Because of this, the modern solution often sounds something like this: touch grass, get in touch with your inner self. Or get off your phone and practice mindfulness and reconnect with the beauty in the world. To be fair, these things can help. They can calm us down and produce some caring for a short time. They can make us feel more awake or present in the moment. But they lack one essential piece. I think they fail to reveal who we are being awakened to.

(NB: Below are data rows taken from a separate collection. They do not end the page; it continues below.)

PR #1961, opened 2026-07-18
fix: raise MIN_COMPONENT_VERSION to 1.2.0 so stale 1.1.0 builds fail the gate

### LINKED ISSUE #1946: [BUG] MIN_COMPONENT_VERSION floor equals an already-shipped component version - gate passes builds lacking the gated behaviors
### 🐛 Runtime Bug

**💬 What Happened?**

The server-side component version gate cannot distinguish component builds that predate #1882's behaviors from builds that have them, because the floor was raised to a version string that had already shipped.

**Details**

#1882 raised the floor in `src/ha_mcp/tools/tools_filesystem.py`:

```python
MIN_COMPONENT_VERSION = "1.1.0"
```

to gate two component behaviors it depends on (packages-aware `list_files`, `read_file(include_parsed=...)`). But component `1.1.0` had already been opened and shipped by an earlier PR without those behaviors, and #1882 did not bump the component version. An install still running that earlier `1.1.0` build passes the version check and then hits raw failures (unrecognized `include_parsed` service arg, "Path not allowed" for a packages folder) instead of the actionable "update the component" message this gate exists to produce.

Master has since moved the component version onward (currently `1.2.1`), which shrinks the exposure window but does not close it: any install that grabbed the earlier `1.1.0` build remains indistinguishable, and the floor still reads `1.1.0`.

**Fix sketch:** bump the floor to the current component version in the next PR touching this surface, and add a note to the AGENTS.md version-bump rule that a `MIN_COMPONENT_VERSION` raise must always target a version *opened in the same PR*, never an already-shipped one.

Found while stress-testing my review tooling against merged PRs; verified by hand on current master.

Patch76:
## What does this PR do?

Fixes #1946. `MIN_COMPONENT_VERSION` in `src/ha_mcp/tools/tools_filesystem.py` was set to `1.1.0` – a component version that had **already shipped** before it carried the behaviours the gate protects (packages-aware `list_files`, `read_file(include_parsed=...)`). #1882 added those behaviours to the component but under an un-bumped `1.1.0`, so a stale `1.1.0` install passes the version check and then hits raw failures (unrecognised `include_parsed` arg, "Path not allowed" for a packages folder) instead of the actionable "update the component" message the gate exists to produce.

This raises the floor to `1.2.0` – the first component version cut after #1882 (commit `9e808087`), and therefore the first that guarantees both behaviours. Any build reporting `1.2.0`+ postdates #1882; `1.1.0` is ambiguous (it splits into builds with and without the behaviours) and must be rejected. Flooring at the current `1.2.1` would over-reject valid `1.2.0` installs, so `1.2.0` is the tight floor.

Changes:
- Raise `MIN_COMPONENT_VERSION` `1.1.0` → `1.2.0` and rewrite the rationale comment to explain why `1.2.0`, not `1.1.0`.
- Add regression test `test_stale_1_1_0_component_rejected` pinning that a component reporting `1.1.0` is rejected as "too old". The assertion holds for any floor above `1.1.0`, so it also guards against a future change that lowers the floor back.
- Harden the AGENTS.md component version-bump rule: a PR that adds a server-gated behaviour must open a fresh pending component version and floor at it, never at a version any pre-behaviour build also reports. This overrides the "already ahead of stable → do not bump" rule for that one case.

**Testing:** the affected unit suites pass locally (`test_caller_token_auth`, `test_tools_filesystem`, `test_yaml_read_tool`, `test_yaml_config_tool`, `test_component_api`, `test_constants`); `ruff check` clean on the changed files. The full suite runs in CI.

## Type of change
- [x] 🐛 Bug fix
- [ ] ✨ New feature
- [x] 📚 Documentation
- [ ] 🔧 Maintenance/refactor
- [ ] 🧪 Tests only
- [ ] 💥 Breaking change

## Testing

## Checklist

### DIFF
--- a/AGENTS.md
+++ b/AGENTS.md
@@ -661,13 +661,21 @@ fully validate a component change before merge.
     go straight to that minor, not an extra patch. Never go past the current
     pending version otherwise; per-revision bumps skip never-shipped numbers and
     desync the version from the release cycle.
-- **When the change adds a service or argument the server depends on**, raise
-  `MIN_COMPONENT_VERSION` in `src/ha_mcp/tools/tools_filesystem.py` to match the
-  pending version in the same PR. `get_caller_token` reports the manifest
-  version and the server gates on it, so without the gate the old and new
-  component are indistinguishable: a caller on the old version passes the check
-  and then hits raw "service not found" errors instead of an actionable
-  "update" prompt.
+- **When the change adds a service or argument the server depends on**, this PR
+  must **open a fresh pending component version** (bump `manifest.json` +
+  `COMPONENT_VERSION`) and raise `MIN_COMPONENT_VERSION` in
+  `src/ha_mcp/tools/tools_filesystem.py` to that same new version. This is the
+  one case that **overrides** the "already ahead of stable → do not bump" rule
+  above: bump here even if a pending version already exists. `get_caller_token`
+  reports the manifest version and the server gates on it, so without the gate
+  the old and new component are indistinguishable: a caller on the old version
+  passes the check and then hits raw "service not found" errors instead of an
+  actionable "update" prompt. **Never floor at a version any build lacking the
+  behaviour also reports** – an already-shipped version, or a pending version
+  that was opened *before* this behaviour landed. Such a build passes the gate
+  yet lacks the behaviour, defeating the gate (#1946: the floor was set to a
+  1.1.0 that had already shipped without the gated behaviours, so 1.1.0 builds
+  split into with/without and the gate could not tell them apart).
 - **Keep the component backward-compatible with the released server.** The
   component (HACS) and the server (add-on / PyPI / Docker) follow the same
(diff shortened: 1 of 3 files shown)


ghhamcp:

ghhamcp:

kingpanther13:
Just fyi we might start getting some bug reports , since we've been rapidly increasing the custom component version we might run into some people still on 1.1.0 and getting the server automatically updated. Hacs seems to lag behind the actual server updates.

Patch76:
I was also still on version 1.1.0 until this morning; I got a prompt to update. It was a bit confusing—I had to figure out the version numbers in my head first. 7.14.0 vs. 1.1.0/1.2.1, and the DEVs on top of that. 

Yes, I also had to download the 1.2.1 update manually; HACS hadn't issued a notification yet.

How God’s Revelation Addresses the Deeper Problem
This where the Christian diagnosis differs. Scripture reveals that Apathy is the result of sin. We struggle to care about the things of God because our hearts are opposed to him. We care deeply about our own immediate satisfaction by our own means. We are not merely exhausted creatures. We are fallen creatures. So while the modern world can identify some of the symptoms of apathy, it cannot explain the deeper problem.
And the Christian solution could not be any more revolutionary. It begins with a groundbreaking reality. God has made himself known.
Revelation Through Creation and Scripture
In Psalm 19 we read, “The heavens declare the glory of God.” And Paul writes in Romans 1 that what can be known about God has been made plain in what he has made. The world and everything in it is created by God, and with this creation comes the reality that God has made himself known in it.
In addition to this, God reveals himself through Scripture. He reveals himself personally in his words and in his deeds. In Exodus, we read God speaking personally to Moses. He identifies himself as I AM and declares his own character as “merciful and gracious, slow to anger, and abounding in steadfast love and faithfulness.”
The Ultimate Revelation in Jesus Christ
And God has made himself known and visible in the person of Jesus Christ. John 1:18 says, “No one has ever seen God; the only God, who is at the Father’s side, he has made him known.” Hebrews says that while God has spoken in many ways in the past, He has now spoken by his Son.
Applying God’s Revelation to a Cold Heart
The Christian story begins with God revealing himself to creation in a personal way where he can be known. And in part, here we find the beginnings of the cure to apathy. Its a recognition and reflection on the true God who has made himself known.
Here is how its worked in my own life. When I have struggled to care about spiritual thing,s reflecting upon God making himself known to me raises a question: Why? Why would God make himself known to me? The answer is, because he loves me. He cares for me. He wants what is best for me. Because he is good and merciful and gracious. Because he is my creator who has created me to delight in him.
Recognizing this causes me to first acknowledge my value to God, which is humbling and sobering. And second, it causes me to wonder about the goodness of walking with God. And this wonder, why God would reveal himself to me, and the good life he offers, in part causes my heart to awaken. And I begin to wonder about who he is and his working in the world.
Conclusion: Practicing the Presence of God
So what does this look like practically? It means that when you feel cold, you do not merely need to manufacture emotion. You instead return to what God has revealed. You open scripture and ask, what has God made known about himself here? You look at creation and remember the world is not empty. And you look especially at Jesus, where the character of God is made visible in history. And then pray honestly something like, God in light of yourself and what you have done, awaken my heart to care.
Apathy is real. The modern way may help reduce some of the symptoms for a time, but only Christianity reveals the deeper problem and the personal cure. Its not merely more rest and less scrolling, its to see again the God of the universe who has made himself known. And when we see him clearly, wonder begins to return.